3.2.2 Disclosure of Information
An existing publisher of news and online curated content shall be required to furnish the details of its entity by 25 March 2021 to the I&B Ministry and where a new publisher begins operation in India, then within 30 days of coming into existence. Furthermore, such publisher and self-regulating body shall publish a monthly compliance report mentioning the details of grievances received, orders received and action taken thereon. Additionally, the Minister of Information and Broadcasting, Shri Prakash Javadekar while commenting on the Guidelines has also maintained that the publishers of digital news media and online curated content may be required to disclose the details and the source of information.

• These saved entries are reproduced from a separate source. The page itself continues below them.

PR #63, opened 2024-12-03
Add a post-processing method for the detections 

amrithasp02:
Apply post-processing techniques that include: 
    1. Get a union of polygons which have single tree crowns split as multiple polygons across tiles (happens at the tile edges).
    2. Simplify the edges of polygons by a tolerance value
    3. Remove holes within the polygons that are smaller than a minimum area value


tree_detection_framework/postprocessing/postprocessing.py
```diff
@@ -132,3 +136,68 @@ def multi_region_NMS(
...
+
+    # Simplify the polygons by tolerance value and extract only Polygons and MultiPolygons
+    # since `union_detections` can have Point objects as well
+    filtered_geoms = [
+        geom.simplify(tolerance)
+        for geom in list(union_detections.geoms)
+        if isinstance(geom, (Polygon, MultiPolygon))
+    ]
+
+    # To remove small holes within polygons
```
russelldj, line 183: The hole removal part looks really good to me.

russelldj: Maybe it could be its own post-processing step in cases where you don't want to both merge detections and remove holes?

tree_detection_framework/postprocessing/postprocessing.py
```diff
@@ -132,3 +136,68 @@ def multi_region_NMS(
...
+    # and combines a single polygon that might have been split into multiple. Also removes any overlaps.
+    union_detections = unary_union(all_detections_gdf.geometry)
+
+    # Simplify the polygons by tolerance value and extract only Polygons and MultiPolygons
+    # since `union_detections` can have Point objects as well
+    filtered_geoms = [
+        geom.simplify(tolerance)
+        for geom in list(union_detections.geoms)
+        if isinstance(geom, (Polygon, MultiPolygon))
+    ]
```
russelldj, line 181: If I understand this correctly, each element in `filtered_geoms` is created by merging together a set of detections that overlap each other at all. I think this would correctly work to merge detections at the boundary but I think it might happen in other situations as well. Depending on the detector, we might have partially overlapping detections within a tile as long as the overlap is less than the NMS threshold. I think we'd want to keep these separate. 

Maybe we can brainstorm other ways to suppress only the overlapping detections at the edge? For example, removing some detections within a buffer distance of the boundary or trying a different intersection metric in the IoU computation to suppress detections that are a subset of another one.

tree_detection_framework/postprocessing/postprocessing.py
```diff
@@ -132,3 +136,68 @@ def multi_region_NMS(
...
+            # If the area of the hole is greater than the threshold, include it in the final output
+            if p.area > min_area_threshold:
+                list_interiors.append(interior)
+
+        # Create a new polygon for the same that does not have the smaller holes
+        new_polygon = Polygon(polygon.exterior.coords, holes=list_interiors)
+        new_polygons.append(new_polygon)
+
+    # Create a RegionDetections for the merged and postprocessed detections
+    postprocessed_detections = RegionDetections(
```
russelldj, line 199: One issue I see is this doesn't retain the data, such as score or class, since we did the merging and now there are a different number of polygons. However, the hole removal and simplification parts don't have this issue.

tree_detection_framework/postprocessing/postprocessing.py
```diff
@@ -132,3 +136,68 @@ def multi_region_NMS(
...
+        new_polygons, CRS=crs, input_in_pixels=False
```
russelldj, line 200: I think there's a subtle issue with the CRS. You didn't request the that `all_detections_gdf` be in the user-specified CRS, so you might actually be interpreting the polygons in an incorrect CRS.

tree_detection_framework/postprocessing/postprocessing.py
```diff
@@ -132,3 +136,68 @@ def multi_region_NMS(
...
+    2. Simplify the edges of polygons by `tolerance` value
+    3. Remove holes within the polygons that are smaller than `min_area` value
+    Merges regions into a single RegionDetections.
+
+    Args:
+        detections(RegionDetectionsSet):
+            Detections from multiple regions to postprocess.
+        crs (Optional[pyproj.CRS], optional):
+            What CRS to use. Defaults to None.
+        tolerance (Optional[float], optional):
```
russelldj, line 158: The tolerance and the min_area_threshold are going to be in whatever units the data is. So you could get very different results if it's a meters-based CRS vs. a lat-lon one in degree units. One option would be to drop the option for the user to specify a CRS and instead compute the appropriate meters-based CRS for the data and use that.

russelldj (commented):
Nice work, there's some tricky concepts here. My big conceptual concern here is with the merging operation since the way it is currently implemented it removes the attributes and merges detections I'm not sure should be.

sandbox/detection/geometric_detections.ipynb
russelldj, line 1: It looks like the merging issue I was worried about happens in this file, since there are clumps of trees that I assume were initially individually detected. Visualizing the before and after could be helpful.

tree_detection_framework/postprocessing/postprocessing.py
amrithasp02: Makes sense, I'll create a function separately for that

tree_detection_framework/postprocessing/postprocessing.py
amrithasp02: I see. I initially tried to get the CRS from the `predictions` `RegionDetectionsSet` object and maintain that till the end. But, when I try `predictions.get_default_CRS()` it returns this:
```
<Bound CRS: PROJCS["unknown",GEOGCS["unknown",DATUM["Unknown b ...>
Name: unknown
Axis Info [cartesian]:
- [east]: Easting (metre)
- [north]: Northing (metre)
Area of Use:
- undefined
Coordinate Operation:
- name: Transformation from unknown to WGS84
- method: Position Vector transformation (geog2D domain)
Datum: Unknown based on GRS80 ellipsoid
- Ellipsoid: GRS 1980
- Prime Meridian: Greenwich
Source CRS: unknown
```

russelldj: Weird, I'm not sure what's up. When you get a chance could you find the minimum reproducable example and open an issue for this? It's strange because it seems like your data is properly georeferenced.

tree_detection_framework/detection/detector.py
```diff
@@ -190,7 +192,13 @@ def get_geospatial_bounds_as_shapely(
     @staticmethod
     def get_CRS_from_batch(batch):
         # Assume that the CRS is the same across all elements in the batch
-        return batch["crs"][0]
+        CRS = batch["crs"][0]
+        CRS = CRS.to_epsg()
```
russelldj, line 196: Maybe to make this slightly more clear, you could combine this line and the one below it into one line with a comment?

tree_detection_framework/detection/detector.py
```diff
@@ -412,8 +420,16 @@ def get_tree_crowns(
             # Thresholding the tile image
             binary_mask = image > threshold
             # Convert the mask to shapely polygons, returned as a MultiPolygon
-            multipolygon_mask = mask_to_shapely(binary_mask)
-            all_multipolygon_masks.append(multipolygon_mask)
+            shapely_polygon_mask = mask_to_shapely(binary_mask)
+            # Iterate through each polygon in the multipolygon
+            for i, polygon in enumerate(shapely_polygon_mask.geoms):
```
russelldj, line 425: Does this `.geoms` attribute work if `shapely_polygon_mask` is a `Polygon` and not `MultiPolygon`?

amrithasp02: It seems like `mask_to_shapely` always returns a `MultiPolygon`. However, I added a check to be safe.

tree_detection_framework/detection/detector.py
```diff
@@ -73,6 +74,7 @@ def predict_as_generator(
             batch_image_bounds = self.get_image_bounds_as_shapely(batch)
             batch_geospatial_bounds = self.get_geospatial_bounds_as_shapely(batch)
             CRS = self.get_CRS_from_batch(batch)
+            CRS = CRS.to_epsg()
```
russelldj, line 77: Is this `to_epsg()` needed anymore? I think since we did that in `get_CRS_from_batch` the returned CRS object should be standardized and can be used directly.

tree_detection_framework/detection/detector.py
```diff
@@ -190,7 +192,12 @@ def get_geospatial_bounds_as_shapely(
     @staticmethod
     def get_CRS_from_batch(batch):
         # Assume that the CRS is the same across all elements in the batch
-        return batch["crs"][0]
+        CRS = batch["crs"][0]
+        # Get the CRS EPSG value and convert it to a pyproj object
```
russelldj, line 196: This is a nitpick, but it might be helpful to add something like "this is to avoid relying on WKT strings which are more likely to be invalid".

tree_detection_framework/postprocessing/postprocessing.py
russelldj: Now that you fixed the issue with the default CRS, what do you think about dropping the user input value? If you need to compute the appropriate projected CRS, the code is [here](https://github.com/open-forest-observatory/tree-detection-framework/blob/367a645235f568106d6a4607bb2f617b77f14f87/tree_detection_framework/utils/geospatial.py#L4).

tree_detection_framework/postprocessing/postprocessing.py
```diff
@@ -132,3 +136,159 @@ def multi_region_NMS(
...
+        modified_geometries.append(clean_tree_crown)
+
+    # Set this list as the geometry column in the dataframe
+    detections_df.geometry = modified_geometries
+    # Return a new RegionDetections object created using the updated dataframe
+    return RegionDetections(
+        detection_geometries=None,
+        data=detections_df,
+        input_in_pixels=False,
+        CRS=detections.get_CRS(),
```
russelldj, line 210: This could be a problem if the data is in pixels with no transform to geospatial. This is probably an issue we need to think more about in general, so maybe just leave a comment?

russelldj (approved):
This looks good! I'm good with it being merged, there's just a few things around the CRS that could potentially be cleaned up.

PR #69, opened 2024-12-16
Create DataLoader from a folder of raw drone images

amrithasp02:
- Created a new subclass of `Dataset` called `CustomImageDataset`
- `__getitem__` method within this class deals with the main logic to generate tiles from the images
- Added a method `create_image_dataloader` in `preprocessing.py` that handles the dataloader creation steps
- Included a demo notebook to visualize how the images are tiled

I haven't been able to test it with the detectors yet because we cannot save the predictions as a `RegionDetectionsSet` object at this point, as the `bounds` value is missing for this data.

### DIFF
--- a/tree_detection_framework/preprocessing/derived_geodatasets.py
+++ b/tree_detection_framework/preprocessing/derived_geodatasets.py
@@ -1,5 +1,8 @@
 from typing import Any, Optional
+from collections import defaultdict
 
+from pathlib import Path
+from PIL import Image
 import fiona
 import fiona.transform
 import matplotlib.pyplot as plt
@@ -8,7 +11,8 @@ import rasterio
 import shapely.geometry
 import torch
 from shapely.affinity import affine_transform
-from torch.utils.data import DataLoader
+from torch.utils.data import DataLoader, Dataset
+from torchvision import transforms
 from torchgeo.datamodules import GeoDataModule
 from torchgeo.datasets import (
     IntersectionDataset,
@@ -18,6 +22,8 @@ from torchgeo.datasets import (
 )
 from torchgeo.datasets.utils import BoundingBox, array_to_tensor
 from torchgeo.samplers import GridGeoSampler, Units
+
+from tree_detection_framework.constants import PATH_TYPE
 
 
 class CustomRasterDataset(RasterDataset):
@@ -176,6 +182,71 @@ class CustomVectorDataset(VectorDataset):
 
         return sample
 
+class CustomImageDataset(Dataset):
+    def __init__(
+        self,
+        folder_path: PATH_TYPE,
+        chip_size: float,
+        chip_stride: float,
+    ):
+        """
+        Dataset for creating a dataloader froma folder of individual images, with an option to create tiles.
+
+        Args:
+            folder_path (Path): Path to the folder containing image files.
+            chip_size (float): Dimension of each image chip (width, height) in pixels.
+            chip_stride (float): Stride to take while chipping the images (horizontal, vertical) in pixels.
+        """
+        self.folder_path = Path(folder_path)
+        self.chip_size = chip_size
+        self.chip_stride = chip_stride
+        self.image_paths = list(self.folder_path.glob("*.JPG")) + list(self.folder_path.glob("*.png"))
+
+        if not self.image_paths:
+            raise ValueError(f"No image files found in {self.folder_path}")
+
+        self.tile_metadata = self._get_metadata()
+
+    def _get_metadata(self):
+        metadata = []
+        for img_idx, img_path in enumerate(self.image_paths):
+            with Image.open(img_path) as img:
+                img_width, img_height = img.size
+                
+                # Generate tile coordinates
+                for y in range(0, img_height - self.chip_size + 1, self.chip_stride):
+                    for x in range(0, img_width - self.chip_size + 1, self.chip_stride):
+                        metadata.append((img_idx, img_path, x, y))
+        return metadata
+
+    def __len__(self):
+        return len(self.tile_metadata)
+
+    def __getitem__(self, idx):
+        img_idx, img_path, x, y = self.tile_metadata[idx]
+        with Image.open(img_path) as img:
+            img = img.convert("RGB")
+            tile = img.crop((x, y, x + self.chip_size, y + self.chip_size))
+
+            if not isinstance(tile, torch.Tensor):
+                tile = transforms.ToTensor()(tile)
+
+        return {
+            "image": tile,
+            "metadata": {
+                "image_index": img_idx,
+                "source_image": str(img_path),
+                "tile_coords": (x, y),
+            },
+        }
+    
+    @staticmethod
+    def collate_as_defaultdict(batch):
+        # Stack images from batch into a single tensor
+        images = torch.stack([item["image"] for item in batch])
+        # Collect metadata as a list
+        metadata = [item["metadata"] for item in batch]
+        return defaultdict(lambda: None, {"image": images, "metadata": metadata})
 
 class CustomDataModule(GeoDataModule):
     # TODO: Add docstring
--- a/tree_detection_framework/preprocessing/derived_geodatasets.py
+++ b/tree_detection_framework/preprocessing/derived_geodatasets.py
@@ -182,6 +182,7 @@ class CustomVectorDataset(VectorDataset):
 
         return sample
 
+
 class CustomImageDataset(Dataset):
     def __init__(
         self,
@@ -203,7 +204,13 @@ class CustomImageDataset(Dataset):
 
         # Get a list of all image paths
         image_extensions = [".png", ".jpg", ".jpeg", ".bmp", ".tiff"]
-        self.image_paths = sorted([path for path in self.folder_path.glob("*") if path.suffix.lower() in image_extensions])
+        self.image_paths = sorted(
+            [
+                path
+                for path in self.folder_path.glob("*")
+                if path.suffix.lower() in image_extensions
+            ]
+        )
 
         if not self.image_paths:
             raise ValueError(f"No image files found in {self.folder_path}")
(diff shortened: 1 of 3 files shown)


tree_detection_framework/preprocessing/derived_geodatasets.py
```diff
@@ -177,6 +183,141 @@ def __getitem__(self, query: BoundingBox) -> dict[str, Any]:
...
+            img = img.convert("RGB")
+
+            # Check if the tile extends beyond the image boundary
+            tile_width = min(self.chip_size, img.width - x)
+            tile_height = min(self.chip_size, img.height - y)
+
+            # If the tile fits within the image, return the cropped image
+            if tile_width == self.chip_size and tile_height == self.chip_size:
+                tile = img.crop((x, y, x + self.chip_size, y + self.chip_size))
+            else:
```
russelldj, line 250: This is smart, but I don't think it will handle chips that are partially over the bounds of the image, which I think is the most common case. What if you take the image crop and then pad it with white if needed?

russelldj: Sorry, I missed the following lines. This is good. You still might be able to do it faster with `np.pad` but I don't know.

tree_detection_framework/preprocessing/derived_geodatasets.py
```diff
@@ -177,6 +183,141 @@ def __getitem__(self, query: BoundingBox) -> dict[str, Any]:
...
 
+class CustomImageDataset(Dataset):
+    def __init__(
+        self,
+        folder_path: PATH_TYPE,
+        chip_size: int,
+        chip_stride: int,
+    ):
+        """
+        Dataset for creating a dataloader froma folder of individual images, with an option to create tiles.
```
russelldj, line 194: typo: froma

tree_detection_framework/preprocessing/derived_geodatasets.py
```diff
@@ -177,6 +183,141 @@ def __getitem__(self, query: BoundingBox) -> dict[str, Any]:
...
+            folder_path (Path): Path to the folder containing image files.
+            chip_size (int): Dimension of each image chip (width, height) in pixels.
+            chip_stride (int): Stride to take while chipping the images (horizontal, vertical) in pixels.
+        """
+        self.folder_path = Path(folder_path)
+        self.chip_size = chip_size
+        self.chip_stride = chip_stride
+
+        # Get a list of all image paths
+        image_extensions = [".png", ".jpg", ".jpeg", ".bmp", ".tiff"]
```
russelldj, line 206: This could be a parameter defaulted to this value. What you have now is also completely fine.

tree_detection_framework/preprocessing/derived_geodatasets.py
```diff
@@ -177,6 +183,141 @@ def __getitem__(self, query: BoundingBox) -> dict[str, Any]:
...
+                        tile_idx += 1
+        return metadata
+
+    def __len__(self):
+        return len(self.tile_metadata)
+
+    def __getitem__(self, idx):
+        img_idx, img_path, x, y = self.tile_metadata[idx]
+        with Image.open(img_path) as img:
+            img = img.convert("RGB")
```
russelldj, line 241: Will this always return a given datatype (e.g. uint8) or could it vary? I think tiff can encode various datatypes.

tree_detection_framework/preprocessing/derived_geodatasets.py
```diff
@@ -177,6 +183,141 @@ def __getitem__(self, query: BoundingBox) -> dict[str, Any]:
...
+            if tile_width == self.chip_size and tile_height == self.chip_size:
+                tile = img.crop((x, y, x + self.chip_size, y + self.chip_size))
+            else:
+                # Create a white square tile of shape 'chip_size'
+                tile = Image.new(
+                    "RGB", (self.chip_size, self.chip_size), (255, 255, 255)
+                )
+
+                # Crop the image section and paste onto the white image
+                img_section = img.crop((x, y, x + tile_width, y + tile_height))
```
russelldj, line 257: Do you know if this `PIL.crop` method is better than using normal numpy slicing? It's completely fine to use it, I was just curious if it happened to have additional benefits like not loading the whole image into memory.

tree_detection_framework/preprocessing/derived_geodatasets.py
```diff
@@ -177,6 +183,141 @@ def __getitem__(self, query: BoundingBox) -> dict[str, Any]:
...
+        return {
+            "image": tile,
+            "metadata": {
+                "image_index": img_idx,
+                "source_image": str(img_path),
+                "tile_coords": (x, y),
+            },
+        }
+
+    # TODO: Think of a way to make this a common function for `CustomRasterDataset` and `CustomImageDataset`
```
russelldj, line 273: What would need to change? It seems like it might be pretty easy to just pull it out as a stand-alone function the way it's written.

tree_detection_framework/preprocessing/derived_geodatasets.py
```diff
@@ -177,6 +183,141 @@ def __getitem__(self, query: BoundingBox) -> dict[str, Any]:
         return sample
 
 
+class CustomImageDataset(Dataset):
+    def __init__(
```
russelldj, line 187: In the future we might want to think about having an easy way to not tile the images and instead provide the whole one. This would require that every image in the folder is the same size. Also, we might want to consider the option to downsample the images, but I think that can also wait until later.

tree_detection_framework/preprocessing/derived_geodatasets.py
```diff
@@ -177,6 +183,141 @@ def __getitem__(self, query: BoundingBox) -> dict[str, Any]:
...
+        if not self.image_paths:
+            raise ValueError(f"No image files found in {self.folder_path}")
+
+        self.tile_metadata = self._get_metadata()
+
+    def _get_metadata(self):
+        metadata = []
+        for img_path in self.image_paths:
+            tile_idx = 0  # A unique tile index value within this image, resets for every new image
+            with Image.open(img_path) as img:
```
russelldj, line 224: Out of curiosity, does this actually load the image data or just the metadata? I'm just wondering how fast it is.

tree_detection_framework/preprocessing/preprocessing.py
```diff
@@ -172,6 +177,59 @@ def create_dataloader(
...
+    dataset = CustomImageDataset(
+        folder_path=folder_path,
+        chip_size=chip_size,
+        chip_stride=chip_stride,
+    )
+    dataloader = DataLoader(
+        dataset,
+        batch_size=batch_size,
+        shuffle=False,
+        collate_fn=CustomImageDataset.collate_as_defaultdict,
```
russelldj, line 228: Was there a reason you needed to write your own here?

russelldj (approved):
Nice work here, this seems really well thought out. I have some potential simplifications or speed ups, but I'm happy for it to be merged at any point.

russelldj:
If you wanted to make this more consistent with the geospatial dataloader, you could add a `bounds` object that represents the bounds of the cropped sub-region in pixel coordinates relative to the full image. You could also add a `None` CRS. 

It may take some work to get the `RegionDetectionSet` object to work with data that doesn't actually have a CRS. But I think we can figure it out.

If we do standardize it to the point where we can generate `RegionDetections` for each tile, we might have to post-process that result. Specifically, I think we'd want to break it apart by which image generated the predictions, since we'd only want to run across-tile NMS on predictions from the same image.

tree_detection_framework/preprocessing/derived_geodatasets.py
amrithasp02: This is a lazy operation. It doesn't load the image until `load()` is explicitly called. So, at this point it just loads metadata like image size

tree_detection_framework/preprocessing/derived_geodatasets.py
amrithasp02: It looks like after the `.convert('RGB')` operation it always returns `uint8` datatype. I think even removing this line shouldn't affect because even before this operation, the image is in 'RGB' mode. I just added this line to force it to be in that mode.

tree_detection_framework/preprocessing/derived_geodatasets.py
amrithasp02: I think only during the crop operation it loads the image into memory to get the pixel data. I sticked to using `PIL.Image` here since we used it to generate the metadata in the earlier step. We could also using `numpy` here if you'd prefer that.

tree_detection_framework/preprocessing/derived_geodatasets.py
amrithasp02: Yeah we can just add it as a `utils` function. I was initially thinking if we wanted to create a parent class and define the `plot` method there. Then subclass `CustomRasterDataset` and `CustomImageDataset` from that so that both can use the `plot` method. But I guess that would complicate things unnecessarily.

tree_detection_framework/preprocessing/derived_geodatasets.py
russelldj: I'm happy to leave it as-is, especially if there's a chance there's a performance benefit.

tree_detection_framework/preprocessing/derived_geodatasets.py
russelldj: Either way works. If you think there is additional functionality (beyond this method) that might be shared across the two classes I think a parent class makes sense. Otherwise no strong preference.

tree_detection_framework/preprocessing/derived_geodatasets.py
russelldj: Perfect

tree_detection_framework/preprocessing/preprocessing.py
amrithasp02: Yes. Basically, the datalaoders we have been working with so far (created by `torchgeo` methods) return the batch as a 4D tensor which first dim being the `batch_size`. However, the default `collate` method for this `torch` DataLoader was a list of tensors.

PR #74, opened 2024-12-20
Accelerate `get_treetops` method for GeometricDetector

amrithasp02:
The optimized algorithm resulted in a speed up of approximately 63%. The GeometricDetector now generates predictions for Emerald Point data in ~35 seconds.

The previous algorithm (renamed as `get_treetops_bruteforce`) which iterates through every pixel, has been retained as an alternative approach for now. Please let me know if it would be more appropriate to remove it if it's no longer necessary.


russelldj (commented):
This looks good. I'll defer to you on whether to leave the `brute_force` implementation. Do you think there are any situations where it would be faster to do the brute force approach or the filtering approach would have too large of a memory footprint? Also, can you re-run the timing experiments once you implement my changes to make sure it doesn't change the results dramatically? It's possible filtering with a circular filter could be slower by a lot, if they have an optimized version for the rectangular case.

russelldj:
Since a lot of the logic is shared between the two methods, you could alternatively refactor `get_treetops` to take a `precompute_local_max/bruteforce` (or similar) keyword argument. And then based on that argument you could either have your `selected_indices` indices be every index above the min height or every index that is both above the min height and a local max.

amrithasp02:
> Since a lot of the logic for checking whether an index is actually a max is shared between the two methods, you could alternatively refactor `get_treetops` to take a `precompute_local_max/bruteforce` (or similar) keyword argument. And then based on that argument you could either have your `selected_indices` indices be every index above the min height or every index that is both above the min height and a local max.

@russelldj 
I decided to include the option to use bruteforce as a default if `filter_shape` argument has value `none`. 



> This looks good. I'll defer to you on whether to leave the `brute_force` implementation. Do you think there are any situations where it would be faster to do the brute force approach or the filtering approach would have too large of a memory footprint? Also, can you re-run the timing experiments once you implement my changes to make sure it doesn't change the results dramatically? It's possible filtering with a circular filter could be slower by a lot, if they have an optimized version for the rectangular case.

I didn't have any specific reasons for keeping the bruteforce method. Anyway it wasn't too much work to include it in the updated function, so I've kept it.

I've also added the results from the timing experiments for `square` `circle` and `none` values in the notebook [here](https://github.com/open-forest-observatory/tree-detection-framework/blob/feature/AP/accelerate-geometric-detector/sandbox/detection/geometric_detections.ipynb) cell 4 onwards. From the results it looks like `square` filter is the fastest. `circle` filter takes around 5 seconds more.

tree_detection_framework/detection/detector.py
```diff
@@ -379,56 +379,96 @@ def calculate_edge_distance(centroid):
...
+            filtered_image = maximum_filter(
+                image, footprint=footprint, mode="constant", cval=0
+            )
 
-                # Create column and row vectors for the neighborhood
-                region_i = np.arange(i_min, i_max)[:, np.newaxis]
-                region_j = np.arange(j_min, j_max)[np.newaxis, :]
+        elif self.filter_shape == "square":
+            # Create a square window using the computed radius. Add 1 to make it odd.
+            window_size = (min_radius_pixels * 2) + 1
```
russelldj, line 417: In some very rare cases, this square filter may suppress detections that the circle or bruteforce method would keep if those detections lie right at the corner of the suppression filter. One option would be to make the filter smaller by a factor of `1/sqrt(2)` so even the corners of the filter are within the suppression radius. Alternatively, maybe including a warning or comment about this would be sufficient.

russelldj (approved):

russelldj:
I like the way you restructured it to deal with the different pre-filtering options.

tree_detection_framework/detection/detector.py
amrithasp02: Thanks for pointing that out!

tree_detection_framework/detection/detector.py
```diff
@@ -379,56 +379,97 @@ def calculate_edge_distance(centroid):
...
+                image, footprint=footprint, mode="constant", cval=0
+            )
 
-                # Create column and row vectors for the neighborhood
-                region_i = np.arange(i_min, i_max)[:, np.newaxis]
-                region_j = np.arange(j_min, j_max)[np.newaxis, :]
+        elif self.filter_shape == "square":
+            # Create a square window using the computed radius. Add 1 to make it odd.
+            # Reduce filter size by 1/sqrt(2) to keep corners within the suppression radius.
+            window_size = int((min_radius_pixels * 2 + 1) / np.sqrt(2))
```
russelldj, line 418: Previously you were ensuring this was an odd integer but this is no longer the case. Does it need to be that?

amrithasp02: I just verified the filtering seems to work fine without adding the 1. So should I leave it as it is? I could also probably remove the 1 from `(min_radius_pixels * 2 + 1)`

russelldj: I think the version you have in the most recent commit is good.

tree_detection_framework/detection/detector.py
```diff
@@ -379,56 +395,97 @@ def calculate_edge_distance(centroid):
...
+            filtered_image = maximum_filter(
+                image, footprint=footprint, mode="constant", cval=0
+            )
 
-                # Calculate the distances to every point within the region
-                distances = np.sqrt((region_i - i) ** 2 + (region_j - j) ** 2)
+        elif self.filter_shape == "square":
+            # Create a square window using the computed radius
+            # Reduce filter size by 1/sqrt(2) to keep corners within the suppression radius
+            window_size = int((min_radius_pixels * 2) / np.sqrt(2))
```
russelldj, line 434: Actually, sorry, one last question. Is it ok that this isn't an integer?

russelldj (commented):
Otherwise everything else looks good

tree_detection_framework/detection/detector.py
amrithasp02: I thought the `int()` type casts it as an integer

russelldj: My bad, I misread the parenthesis and thought the division was happening after the cast. You're correct, sorry.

The Intermediary and Digital Media Guidelinesare introduced with a view to fill the regulatory vacuum but we will have to wait to study the impact of these Guidelines on the OTT and News platforms. However, there are certain issues which seem to be of some concern like, even though it is understandable that the requirement to disclose the first originator of information comes from the need to protect the integrity and sovereignty of India, it will have a serious impact on privacy of users registered on the social media platforms (especially the messenger applications like WhatsApp, Telegram, Signal etc.) as this would essentially mean that the communication between the users will not be private anymore and these platform can read, record and preserve these conversations.
Additionally, it is abundantly clear that the Act extends its applicability even to offences committed outside India yet the Guidelines has limited its applicability (to India) where the first originator of unlawful information may be located outside India. As evident, the Guidelines are still in its nascent stage and we could expect more developments to the Intermediary and Digital Media Guidelines in the near future.